*** Supplied entries ***

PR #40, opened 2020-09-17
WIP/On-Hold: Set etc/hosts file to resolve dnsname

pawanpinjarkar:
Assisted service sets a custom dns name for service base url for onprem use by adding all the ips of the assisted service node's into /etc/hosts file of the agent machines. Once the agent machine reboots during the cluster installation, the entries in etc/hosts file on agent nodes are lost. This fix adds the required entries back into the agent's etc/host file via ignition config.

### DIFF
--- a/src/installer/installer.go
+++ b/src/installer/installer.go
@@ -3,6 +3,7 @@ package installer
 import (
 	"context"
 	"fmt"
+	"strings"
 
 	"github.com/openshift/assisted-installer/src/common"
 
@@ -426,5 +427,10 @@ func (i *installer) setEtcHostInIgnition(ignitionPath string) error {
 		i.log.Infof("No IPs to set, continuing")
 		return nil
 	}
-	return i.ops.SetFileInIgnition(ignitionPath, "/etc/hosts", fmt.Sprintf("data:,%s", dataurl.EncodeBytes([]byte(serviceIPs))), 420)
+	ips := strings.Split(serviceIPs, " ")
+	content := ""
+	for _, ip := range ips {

*** End of Supplied entries ***

Exercise aim: Find each line of the data above that holds the word "installer", then copy it.

Solution to the exercise:
--- a/src/installer/installer.go
+++ b/src/installer/installer.go
@@ -3,6 +3,7 @@ package installer
 	"github.com/openshift/assisted-installer/src/common"
@@ -426,5 +427,10 @@ func (i *installer) setEtcHostInIgnition(ignitionPath string) error {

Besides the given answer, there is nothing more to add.